--- Data to examine Enclosed Below ---

PR #554, opened 2024-08-07
Remove dummy value locals for function ptr calls

sapir:
This makes the generated code cleaner so it's easier to debug.

### DIFF
--- a/src/builder.rs
+++ b/src/builder.rs
@@ -341,7 +341,7 @@ impl<'a, 'gcc, 'tcx> Builder<'a, 'gcc, 'tcx> {
             self.block
                 .add_eval(self.location, self.cx.context.new_call(self.location, func, &args));
             // Return dummy value when not having return value.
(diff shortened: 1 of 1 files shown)


GuillaumeGomez (approved):

GuillaumeGomez:
Nice improvement!

antoyo:
I believe I had a good reason to do this.
You can see where I did this [here](https://github.com/rust-lang/rustc_codegen_gcc/commit/0a4122fbbac91011467ca0c386525f3709d31a74#diff-e4f794ca308aa712cbad31feb714df7cada1bbe453a30e232e45891571430263R385-R387).

I'm not sure I remember correctly, but this was certainly for debugging reasons, possibly to clearly indicate that this value is never used because I might have thought otherwise at the time.

This is possibly not needed anymore, though.

antoyo (approved):

antoyo:
Thanks for your contribution!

--- End of Enclosed Data to examine ---

| Task directions |
Using the records, find how many lines include the string "possibly" and report that number alone.

| Your solution |
2